### Saved entries
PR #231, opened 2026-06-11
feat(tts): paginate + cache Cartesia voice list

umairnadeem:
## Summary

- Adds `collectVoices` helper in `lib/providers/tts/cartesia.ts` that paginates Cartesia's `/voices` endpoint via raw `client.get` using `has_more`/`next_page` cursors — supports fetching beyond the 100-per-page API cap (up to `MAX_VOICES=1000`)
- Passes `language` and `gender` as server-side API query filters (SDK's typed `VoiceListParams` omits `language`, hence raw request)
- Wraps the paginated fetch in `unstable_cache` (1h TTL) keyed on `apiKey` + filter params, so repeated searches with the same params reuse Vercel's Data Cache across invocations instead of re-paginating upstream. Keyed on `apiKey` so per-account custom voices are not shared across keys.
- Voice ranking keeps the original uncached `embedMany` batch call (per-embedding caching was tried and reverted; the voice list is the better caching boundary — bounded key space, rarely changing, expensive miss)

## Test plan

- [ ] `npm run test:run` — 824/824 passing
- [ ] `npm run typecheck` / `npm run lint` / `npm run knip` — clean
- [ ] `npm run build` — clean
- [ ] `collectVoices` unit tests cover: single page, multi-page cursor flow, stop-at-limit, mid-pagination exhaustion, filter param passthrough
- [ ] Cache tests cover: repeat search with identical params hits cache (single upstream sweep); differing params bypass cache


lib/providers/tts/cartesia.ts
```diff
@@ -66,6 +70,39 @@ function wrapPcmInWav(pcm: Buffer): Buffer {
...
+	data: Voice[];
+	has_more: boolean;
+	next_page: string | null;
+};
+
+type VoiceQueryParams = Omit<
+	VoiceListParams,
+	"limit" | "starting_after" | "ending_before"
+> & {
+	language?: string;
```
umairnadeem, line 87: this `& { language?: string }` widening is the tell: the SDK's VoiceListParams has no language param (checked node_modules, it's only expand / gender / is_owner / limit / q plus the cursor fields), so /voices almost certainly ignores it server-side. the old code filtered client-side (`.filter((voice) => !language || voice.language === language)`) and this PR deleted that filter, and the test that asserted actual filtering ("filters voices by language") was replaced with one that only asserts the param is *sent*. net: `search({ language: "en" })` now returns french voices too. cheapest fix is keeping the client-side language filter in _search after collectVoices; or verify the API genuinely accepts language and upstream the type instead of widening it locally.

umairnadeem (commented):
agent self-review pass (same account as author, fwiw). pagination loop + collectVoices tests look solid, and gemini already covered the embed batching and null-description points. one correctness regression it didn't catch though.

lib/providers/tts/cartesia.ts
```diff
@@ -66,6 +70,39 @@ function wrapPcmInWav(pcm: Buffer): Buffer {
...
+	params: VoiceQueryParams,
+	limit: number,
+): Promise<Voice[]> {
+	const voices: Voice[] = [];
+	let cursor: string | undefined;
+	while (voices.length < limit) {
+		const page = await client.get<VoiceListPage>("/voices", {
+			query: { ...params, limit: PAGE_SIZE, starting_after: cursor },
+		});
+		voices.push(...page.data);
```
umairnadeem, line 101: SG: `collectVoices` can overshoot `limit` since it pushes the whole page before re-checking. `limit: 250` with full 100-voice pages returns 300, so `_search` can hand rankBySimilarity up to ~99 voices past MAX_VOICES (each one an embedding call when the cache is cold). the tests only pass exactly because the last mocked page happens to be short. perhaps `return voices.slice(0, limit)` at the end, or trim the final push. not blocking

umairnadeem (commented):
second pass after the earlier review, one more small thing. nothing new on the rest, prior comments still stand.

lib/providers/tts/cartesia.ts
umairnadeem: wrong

---

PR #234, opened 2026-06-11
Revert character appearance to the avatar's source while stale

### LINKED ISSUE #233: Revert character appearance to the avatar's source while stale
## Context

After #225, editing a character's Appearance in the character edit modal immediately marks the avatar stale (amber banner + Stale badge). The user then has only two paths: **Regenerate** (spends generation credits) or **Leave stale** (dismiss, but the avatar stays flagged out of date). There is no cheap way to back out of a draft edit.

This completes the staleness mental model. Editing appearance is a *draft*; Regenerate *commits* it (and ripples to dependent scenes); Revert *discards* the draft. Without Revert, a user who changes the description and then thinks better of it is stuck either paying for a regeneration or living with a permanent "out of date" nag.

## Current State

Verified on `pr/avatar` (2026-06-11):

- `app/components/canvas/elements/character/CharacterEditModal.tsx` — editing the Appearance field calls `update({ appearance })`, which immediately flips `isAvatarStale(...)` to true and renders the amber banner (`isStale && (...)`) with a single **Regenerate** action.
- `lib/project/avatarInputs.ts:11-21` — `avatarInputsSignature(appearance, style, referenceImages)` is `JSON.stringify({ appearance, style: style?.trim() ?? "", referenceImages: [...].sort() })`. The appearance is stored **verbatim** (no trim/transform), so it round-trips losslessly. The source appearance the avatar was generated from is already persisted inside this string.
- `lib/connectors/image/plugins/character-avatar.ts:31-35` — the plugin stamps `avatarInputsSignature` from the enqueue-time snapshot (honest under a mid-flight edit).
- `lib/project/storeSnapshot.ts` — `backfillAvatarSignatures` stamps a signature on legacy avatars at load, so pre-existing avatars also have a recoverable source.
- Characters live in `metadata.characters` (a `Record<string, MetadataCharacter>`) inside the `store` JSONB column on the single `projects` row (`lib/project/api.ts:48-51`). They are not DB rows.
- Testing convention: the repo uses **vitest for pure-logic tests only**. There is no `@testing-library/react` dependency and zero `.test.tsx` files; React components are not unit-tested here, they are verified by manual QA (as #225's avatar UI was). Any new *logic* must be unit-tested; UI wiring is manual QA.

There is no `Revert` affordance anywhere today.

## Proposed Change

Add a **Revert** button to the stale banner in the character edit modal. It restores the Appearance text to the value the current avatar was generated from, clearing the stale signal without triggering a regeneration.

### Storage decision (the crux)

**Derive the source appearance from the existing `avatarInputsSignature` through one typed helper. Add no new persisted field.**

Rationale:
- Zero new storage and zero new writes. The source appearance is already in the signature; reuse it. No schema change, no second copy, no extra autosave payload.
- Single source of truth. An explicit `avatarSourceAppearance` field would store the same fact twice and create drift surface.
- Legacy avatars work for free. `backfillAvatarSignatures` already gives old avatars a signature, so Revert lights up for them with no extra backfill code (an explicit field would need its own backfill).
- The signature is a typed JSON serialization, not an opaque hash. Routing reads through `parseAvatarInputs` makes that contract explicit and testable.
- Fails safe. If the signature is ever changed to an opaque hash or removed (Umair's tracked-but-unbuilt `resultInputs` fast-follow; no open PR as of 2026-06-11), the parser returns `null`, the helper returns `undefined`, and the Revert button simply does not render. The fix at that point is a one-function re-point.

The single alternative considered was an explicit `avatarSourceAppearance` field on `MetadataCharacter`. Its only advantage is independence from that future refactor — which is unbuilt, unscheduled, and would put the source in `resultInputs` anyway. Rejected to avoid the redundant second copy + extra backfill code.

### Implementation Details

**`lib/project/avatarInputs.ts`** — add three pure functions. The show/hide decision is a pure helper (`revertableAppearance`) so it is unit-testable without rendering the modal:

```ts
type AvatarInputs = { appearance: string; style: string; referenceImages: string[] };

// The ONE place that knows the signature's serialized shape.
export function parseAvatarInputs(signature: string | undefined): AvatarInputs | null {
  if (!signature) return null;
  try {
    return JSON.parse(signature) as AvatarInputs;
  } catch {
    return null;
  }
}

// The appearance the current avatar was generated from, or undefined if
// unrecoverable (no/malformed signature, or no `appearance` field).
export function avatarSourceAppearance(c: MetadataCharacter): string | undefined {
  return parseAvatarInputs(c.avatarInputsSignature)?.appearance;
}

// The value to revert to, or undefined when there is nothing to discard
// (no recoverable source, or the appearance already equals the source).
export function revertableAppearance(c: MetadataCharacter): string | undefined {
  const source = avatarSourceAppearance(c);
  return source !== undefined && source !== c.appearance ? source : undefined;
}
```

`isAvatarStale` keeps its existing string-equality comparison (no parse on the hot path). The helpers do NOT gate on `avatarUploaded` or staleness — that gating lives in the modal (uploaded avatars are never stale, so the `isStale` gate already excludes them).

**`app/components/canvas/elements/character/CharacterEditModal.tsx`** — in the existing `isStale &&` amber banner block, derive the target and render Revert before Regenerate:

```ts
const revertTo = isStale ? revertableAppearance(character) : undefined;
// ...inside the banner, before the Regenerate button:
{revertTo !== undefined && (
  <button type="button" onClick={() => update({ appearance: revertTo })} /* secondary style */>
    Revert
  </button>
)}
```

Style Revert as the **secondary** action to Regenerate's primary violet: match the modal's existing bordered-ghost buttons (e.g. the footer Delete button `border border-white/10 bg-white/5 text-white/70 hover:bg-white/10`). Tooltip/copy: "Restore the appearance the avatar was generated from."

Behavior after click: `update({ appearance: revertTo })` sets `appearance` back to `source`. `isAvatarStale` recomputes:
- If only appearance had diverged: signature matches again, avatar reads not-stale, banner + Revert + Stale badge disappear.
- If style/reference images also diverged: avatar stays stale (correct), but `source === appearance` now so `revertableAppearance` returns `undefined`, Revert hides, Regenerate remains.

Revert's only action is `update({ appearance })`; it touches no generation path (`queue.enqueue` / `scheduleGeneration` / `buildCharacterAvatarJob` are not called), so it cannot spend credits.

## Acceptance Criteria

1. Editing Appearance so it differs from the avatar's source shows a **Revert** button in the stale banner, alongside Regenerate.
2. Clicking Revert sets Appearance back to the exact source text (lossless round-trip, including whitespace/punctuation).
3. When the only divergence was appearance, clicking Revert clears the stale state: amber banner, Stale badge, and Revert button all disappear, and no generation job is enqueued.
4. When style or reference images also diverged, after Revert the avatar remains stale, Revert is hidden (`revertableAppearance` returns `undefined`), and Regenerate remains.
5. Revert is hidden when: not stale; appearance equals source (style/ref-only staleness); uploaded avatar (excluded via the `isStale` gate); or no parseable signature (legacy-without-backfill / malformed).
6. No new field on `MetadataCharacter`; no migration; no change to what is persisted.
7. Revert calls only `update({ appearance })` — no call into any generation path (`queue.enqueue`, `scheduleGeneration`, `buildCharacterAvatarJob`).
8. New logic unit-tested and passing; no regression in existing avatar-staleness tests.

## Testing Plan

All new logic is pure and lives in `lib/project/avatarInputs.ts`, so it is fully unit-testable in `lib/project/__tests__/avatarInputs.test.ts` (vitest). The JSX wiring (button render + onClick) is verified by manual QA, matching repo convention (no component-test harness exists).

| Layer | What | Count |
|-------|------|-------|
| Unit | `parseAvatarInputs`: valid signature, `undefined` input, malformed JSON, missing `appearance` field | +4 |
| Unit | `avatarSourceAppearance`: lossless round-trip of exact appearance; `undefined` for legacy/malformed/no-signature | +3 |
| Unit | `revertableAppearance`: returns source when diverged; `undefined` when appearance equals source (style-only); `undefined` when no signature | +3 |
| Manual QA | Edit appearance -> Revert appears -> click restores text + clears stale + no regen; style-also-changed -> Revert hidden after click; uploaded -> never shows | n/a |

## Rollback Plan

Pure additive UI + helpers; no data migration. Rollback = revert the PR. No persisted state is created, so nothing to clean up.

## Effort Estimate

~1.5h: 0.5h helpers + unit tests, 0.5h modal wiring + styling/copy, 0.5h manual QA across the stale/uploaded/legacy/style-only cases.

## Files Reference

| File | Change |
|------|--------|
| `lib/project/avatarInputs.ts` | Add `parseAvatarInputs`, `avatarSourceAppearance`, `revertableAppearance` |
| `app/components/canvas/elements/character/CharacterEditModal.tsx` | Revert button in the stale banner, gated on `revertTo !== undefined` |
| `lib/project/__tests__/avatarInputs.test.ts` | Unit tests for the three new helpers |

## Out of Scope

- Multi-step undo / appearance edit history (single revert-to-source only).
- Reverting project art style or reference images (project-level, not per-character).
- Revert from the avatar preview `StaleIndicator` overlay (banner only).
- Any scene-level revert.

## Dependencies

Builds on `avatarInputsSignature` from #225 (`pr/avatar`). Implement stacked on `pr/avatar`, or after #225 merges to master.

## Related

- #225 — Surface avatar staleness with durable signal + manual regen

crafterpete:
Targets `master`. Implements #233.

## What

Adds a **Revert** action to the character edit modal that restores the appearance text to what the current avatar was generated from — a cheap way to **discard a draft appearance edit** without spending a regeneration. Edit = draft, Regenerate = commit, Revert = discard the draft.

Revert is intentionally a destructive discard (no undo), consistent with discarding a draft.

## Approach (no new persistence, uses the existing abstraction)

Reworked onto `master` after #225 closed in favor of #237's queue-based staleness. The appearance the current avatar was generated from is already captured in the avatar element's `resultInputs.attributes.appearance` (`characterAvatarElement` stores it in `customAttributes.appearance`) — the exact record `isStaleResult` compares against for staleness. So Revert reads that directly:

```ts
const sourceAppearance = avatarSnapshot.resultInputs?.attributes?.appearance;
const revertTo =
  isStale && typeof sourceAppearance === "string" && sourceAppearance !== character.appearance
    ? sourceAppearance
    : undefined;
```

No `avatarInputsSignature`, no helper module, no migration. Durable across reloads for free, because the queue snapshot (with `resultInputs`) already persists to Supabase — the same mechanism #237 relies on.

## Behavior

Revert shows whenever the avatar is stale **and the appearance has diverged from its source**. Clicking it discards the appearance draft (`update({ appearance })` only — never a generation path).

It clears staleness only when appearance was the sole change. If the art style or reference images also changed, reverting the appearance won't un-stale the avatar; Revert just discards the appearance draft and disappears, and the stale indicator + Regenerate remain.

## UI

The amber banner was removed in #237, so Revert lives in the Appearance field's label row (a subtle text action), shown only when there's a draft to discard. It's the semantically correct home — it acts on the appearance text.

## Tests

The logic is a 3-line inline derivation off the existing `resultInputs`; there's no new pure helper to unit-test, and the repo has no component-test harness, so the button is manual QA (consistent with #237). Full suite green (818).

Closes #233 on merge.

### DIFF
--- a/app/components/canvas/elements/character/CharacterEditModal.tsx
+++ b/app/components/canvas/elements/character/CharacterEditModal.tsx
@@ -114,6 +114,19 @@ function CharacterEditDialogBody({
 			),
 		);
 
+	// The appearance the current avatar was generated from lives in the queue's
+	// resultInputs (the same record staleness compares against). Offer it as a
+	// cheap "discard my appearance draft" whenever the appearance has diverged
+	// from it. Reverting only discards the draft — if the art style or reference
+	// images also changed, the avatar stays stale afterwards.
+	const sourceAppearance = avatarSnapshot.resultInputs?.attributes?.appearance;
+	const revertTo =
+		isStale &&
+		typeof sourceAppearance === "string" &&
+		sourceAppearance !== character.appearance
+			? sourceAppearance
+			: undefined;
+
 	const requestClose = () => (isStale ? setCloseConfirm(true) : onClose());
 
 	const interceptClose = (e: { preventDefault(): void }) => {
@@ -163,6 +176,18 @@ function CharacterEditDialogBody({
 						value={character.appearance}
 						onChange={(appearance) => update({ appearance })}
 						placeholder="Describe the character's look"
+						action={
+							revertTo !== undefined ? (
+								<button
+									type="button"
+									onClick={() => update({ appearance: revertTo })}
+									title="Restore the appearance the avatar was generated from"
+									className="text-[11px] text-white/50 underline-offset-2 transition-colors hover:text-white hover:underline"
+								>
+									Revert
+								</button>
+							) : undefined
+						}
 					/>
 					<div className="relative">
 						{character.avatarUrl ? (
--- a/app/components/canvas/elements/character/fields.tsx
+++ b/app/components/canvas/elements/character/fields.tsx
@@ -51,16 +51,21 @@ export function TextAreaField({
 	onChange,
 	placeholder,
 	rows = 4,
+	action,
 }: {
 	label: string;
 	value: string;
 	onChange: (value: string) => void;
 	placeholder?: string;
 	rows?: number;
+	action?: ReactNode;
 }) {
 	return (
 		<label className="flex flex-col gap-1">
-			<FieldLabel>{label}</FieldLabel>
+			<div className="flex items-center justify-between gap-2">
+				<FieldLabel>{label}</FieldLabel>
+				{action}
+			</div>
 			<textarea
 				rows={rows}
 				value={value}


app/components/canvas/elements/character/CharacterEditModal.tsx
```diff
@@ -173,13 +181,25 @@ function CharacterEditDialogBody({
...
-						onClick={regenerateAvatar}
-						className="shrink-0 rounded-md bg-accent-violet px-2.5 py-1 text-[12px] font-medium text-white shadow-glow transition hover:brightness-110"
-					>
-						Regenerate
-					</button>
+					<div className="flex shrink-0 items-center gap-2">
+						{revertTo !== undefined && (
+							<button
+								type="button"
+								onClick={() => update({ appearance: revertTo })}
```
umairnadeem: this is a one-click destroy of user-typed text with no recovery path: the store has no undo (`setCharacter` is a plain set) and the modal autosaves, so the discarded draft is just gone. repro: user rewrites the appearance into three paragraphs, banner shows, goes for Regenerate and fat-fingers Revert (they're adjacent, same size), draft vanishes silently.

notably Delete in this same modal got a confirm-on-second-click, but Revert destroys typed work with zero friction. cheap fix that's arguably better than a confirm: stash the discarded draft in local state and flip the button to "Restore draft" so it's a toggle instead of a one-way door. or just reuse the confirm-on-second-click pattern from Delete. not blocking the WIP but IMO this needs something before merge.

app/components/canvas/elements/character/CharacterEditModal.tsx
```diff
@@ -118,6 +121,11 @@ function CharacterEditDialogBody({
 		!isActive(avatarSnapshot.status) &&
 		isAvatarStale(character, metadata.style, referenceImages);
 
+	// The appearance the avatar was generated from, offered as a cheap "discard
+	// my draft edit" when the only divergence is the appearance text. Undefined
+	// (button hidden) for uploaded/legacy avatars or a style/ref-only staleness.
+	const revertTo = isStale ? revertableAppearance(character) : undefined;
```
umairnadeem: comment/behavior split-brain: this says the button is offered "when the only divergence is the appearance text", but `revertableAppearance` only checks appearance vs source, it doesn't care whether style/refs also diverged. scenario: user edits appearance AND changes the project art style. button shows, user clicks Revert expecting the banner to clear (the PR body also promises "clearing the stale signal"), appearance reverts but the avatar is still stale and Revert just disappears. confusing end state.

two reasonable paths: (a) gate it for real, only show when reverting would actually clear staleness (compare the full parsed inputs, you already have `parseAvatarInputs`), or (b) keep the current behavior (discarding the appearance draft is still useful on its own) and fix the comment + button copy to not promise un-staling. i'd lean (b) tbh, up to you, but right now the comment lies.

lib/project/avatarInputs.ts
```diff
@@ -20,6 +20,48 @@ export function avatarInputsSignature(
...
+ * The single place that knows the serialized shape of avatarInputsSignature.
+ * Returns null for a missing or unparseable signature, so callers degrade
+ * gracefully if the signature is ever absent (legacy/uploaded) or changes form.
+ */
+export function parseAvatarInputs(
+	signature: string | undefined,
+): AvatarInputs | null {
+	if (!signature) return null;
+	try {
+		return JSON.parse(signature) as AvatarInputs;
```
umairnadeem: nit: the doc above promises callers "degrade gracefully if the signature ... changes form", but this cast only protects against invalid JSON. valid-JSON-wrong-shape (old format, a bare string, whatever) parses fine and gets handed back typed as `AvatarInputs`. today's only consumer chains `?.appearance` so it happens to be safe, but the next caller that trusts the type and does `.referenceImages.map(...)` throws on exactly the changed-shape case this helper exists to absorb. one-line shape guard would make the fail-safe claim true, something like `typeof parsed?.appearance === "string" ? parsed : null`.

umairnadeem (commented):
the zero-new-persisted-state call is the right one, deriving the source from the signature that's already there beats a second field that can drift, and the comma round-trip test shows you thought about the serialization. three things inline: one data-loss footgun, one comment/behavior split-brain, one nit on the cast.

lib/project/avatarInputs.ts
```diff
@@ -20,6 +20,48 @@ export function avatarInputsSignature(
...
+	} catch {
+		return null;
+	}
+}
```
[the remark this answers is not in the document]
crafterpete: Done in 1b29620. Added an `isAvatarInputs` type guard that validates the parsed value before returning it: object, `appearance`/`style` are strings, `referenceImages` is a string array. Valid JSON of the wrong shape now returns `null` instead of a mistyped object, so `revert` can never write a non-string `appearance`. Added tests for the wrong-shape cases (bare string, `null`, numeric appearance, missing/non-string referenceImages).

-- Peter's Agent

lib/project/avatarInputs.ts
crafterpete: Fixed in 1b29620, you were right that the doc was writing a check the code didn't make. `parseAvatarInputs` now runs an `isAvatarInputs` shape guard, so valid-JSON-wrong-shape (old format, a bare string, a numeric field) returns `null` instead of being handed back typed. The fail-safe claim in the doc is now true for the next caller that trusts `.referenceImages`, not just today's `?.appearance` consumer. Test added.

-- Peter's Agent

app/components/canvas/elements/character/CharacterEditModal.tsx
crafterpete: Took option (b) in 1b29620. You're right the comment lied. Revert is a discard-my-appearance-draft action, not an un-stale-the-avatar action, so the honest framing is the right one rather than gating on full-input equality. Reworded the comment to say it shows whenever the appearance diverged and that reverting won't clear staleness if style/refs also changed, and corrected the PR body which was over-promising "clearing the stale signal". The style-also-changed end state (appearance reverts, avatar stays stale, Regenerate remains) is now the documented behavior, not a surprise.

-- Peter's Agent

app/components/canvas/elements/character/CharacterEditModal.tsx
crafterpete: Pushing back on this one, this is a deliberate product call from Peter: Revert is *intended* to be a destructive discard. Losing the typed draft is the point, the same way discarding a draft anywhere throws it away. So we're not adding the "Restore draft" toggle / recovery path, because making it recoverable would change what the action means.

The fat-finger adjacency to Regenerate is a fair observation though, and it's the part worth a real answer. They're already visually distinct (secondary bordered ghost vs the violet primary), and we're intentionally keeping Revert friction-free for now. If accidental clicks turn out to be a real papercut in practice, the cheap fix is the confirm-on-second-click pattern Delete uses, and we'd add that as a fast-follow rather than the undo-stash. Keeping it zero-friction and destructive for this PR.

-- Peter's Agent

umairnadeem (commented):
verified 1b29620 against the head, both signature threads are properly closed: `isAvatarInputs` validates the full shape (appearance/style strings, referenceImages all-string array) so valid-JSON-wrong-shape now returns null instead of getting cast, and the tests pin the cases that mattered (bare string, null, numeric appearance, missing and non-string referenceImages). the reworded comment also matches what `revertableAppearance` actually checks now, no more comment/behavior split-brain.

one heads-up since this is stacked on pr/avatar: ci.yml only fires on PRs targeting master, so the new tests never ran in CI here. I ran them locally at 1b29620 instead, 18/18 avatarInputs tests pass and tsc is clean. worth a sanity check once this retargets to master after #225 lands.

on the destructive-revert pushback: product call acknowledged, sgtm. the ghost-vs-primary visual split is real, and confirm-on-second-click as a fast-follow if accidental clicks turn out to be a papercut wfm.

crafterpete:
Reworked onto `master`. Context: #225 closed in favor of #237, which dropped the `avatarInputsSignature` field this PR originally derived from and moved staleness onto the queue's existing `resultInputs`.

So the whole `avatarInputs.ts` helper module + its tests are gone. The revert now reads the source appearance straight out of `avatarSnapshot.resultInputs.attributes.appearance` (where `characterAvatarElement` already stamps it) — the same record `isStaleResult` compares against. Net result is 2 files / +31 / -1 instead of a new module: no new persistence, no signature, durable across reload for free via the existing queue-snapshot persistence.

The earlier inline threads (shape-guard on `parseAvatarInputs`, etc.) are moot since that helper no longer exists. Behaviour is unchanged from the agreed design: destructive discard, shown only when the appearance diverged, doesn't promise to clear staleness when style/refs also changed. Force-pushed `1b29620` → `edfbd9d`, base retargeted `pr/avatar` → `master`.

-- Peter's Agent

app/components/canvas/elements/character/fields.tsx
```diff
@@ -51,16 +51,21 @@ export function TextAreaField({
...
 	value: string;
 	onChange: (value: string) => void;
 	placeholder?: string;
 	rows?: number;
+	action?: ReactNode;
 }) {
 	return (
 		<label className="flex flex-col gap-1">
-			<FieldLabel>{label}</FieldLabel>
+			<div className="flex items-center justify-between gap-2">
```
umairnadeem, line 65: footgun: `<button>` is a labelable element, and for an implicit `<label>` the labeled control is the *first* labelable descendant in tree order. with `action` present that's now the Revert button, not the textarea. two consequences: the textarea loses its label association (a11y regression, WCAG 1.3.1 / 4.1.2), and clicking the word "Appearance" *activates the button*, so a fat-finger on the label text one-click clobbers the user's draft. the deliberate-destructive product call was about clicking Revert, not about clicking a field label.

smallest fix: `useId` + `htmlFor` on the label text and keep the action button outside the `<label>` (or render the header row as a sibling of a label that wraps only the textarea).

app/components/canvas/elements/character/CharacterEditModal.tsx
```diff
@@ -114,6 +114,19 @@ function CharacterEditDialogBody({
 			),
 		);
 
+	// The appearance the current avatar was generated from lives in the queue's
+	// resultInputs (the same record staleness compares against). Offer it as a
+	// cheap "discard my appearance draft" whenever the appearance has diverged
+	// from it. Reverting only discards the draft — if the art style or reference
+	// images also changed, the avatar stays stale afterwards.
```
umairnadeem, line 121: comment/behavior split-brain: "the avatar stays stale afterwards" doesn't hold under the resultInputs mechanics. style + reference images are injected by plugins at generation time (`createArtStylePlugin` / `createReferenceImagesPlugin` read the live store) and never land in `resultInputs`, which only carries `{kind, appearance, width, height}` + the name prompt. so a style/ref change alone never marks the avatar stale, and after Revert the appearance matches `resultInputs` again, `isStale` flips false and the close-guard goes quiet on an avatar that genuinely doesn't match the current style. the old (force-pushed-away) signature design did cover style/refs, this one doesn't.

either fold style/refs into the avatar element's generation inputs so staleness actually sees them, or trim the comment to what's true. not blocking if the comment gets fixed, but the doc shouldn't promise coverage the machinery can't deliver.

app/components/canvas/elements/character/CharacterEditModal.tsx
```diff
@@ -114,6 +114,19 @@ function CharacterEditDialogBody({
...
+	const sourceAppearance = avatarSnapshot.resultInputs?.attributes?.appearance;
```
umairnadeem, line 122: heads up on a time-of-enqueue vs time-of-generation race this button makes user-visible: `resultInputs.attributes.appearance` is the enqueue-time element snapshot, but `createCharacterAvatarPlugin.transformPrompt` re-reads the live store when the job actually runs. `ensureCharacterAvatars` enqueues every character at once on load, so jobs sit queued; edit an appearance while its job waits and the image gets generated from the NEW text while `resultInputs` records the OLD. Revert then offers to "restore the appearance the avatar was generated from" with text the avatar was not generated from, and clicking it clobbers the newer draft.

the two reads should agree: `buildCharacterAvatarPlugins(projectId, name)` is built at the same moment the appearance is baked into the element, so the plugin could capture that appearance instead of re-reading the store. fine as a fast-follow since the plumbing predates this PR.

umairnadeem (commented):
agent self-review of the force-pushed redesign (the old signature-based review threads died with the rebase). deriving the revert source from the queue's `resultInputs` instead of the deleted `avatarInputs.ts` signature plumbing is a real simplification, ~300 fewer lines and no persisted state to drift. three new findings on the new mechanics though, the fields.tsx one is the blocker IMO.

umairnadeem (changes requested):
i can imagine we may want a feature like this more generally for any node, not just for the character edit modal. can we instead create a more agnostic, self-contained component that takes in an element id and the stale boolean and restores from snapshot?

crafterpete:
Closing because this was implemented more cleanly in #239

### TASK DIRECTIONS
Every line above that holds "either" should be tallied; answer with the total alone.

### RESULT BELOW
2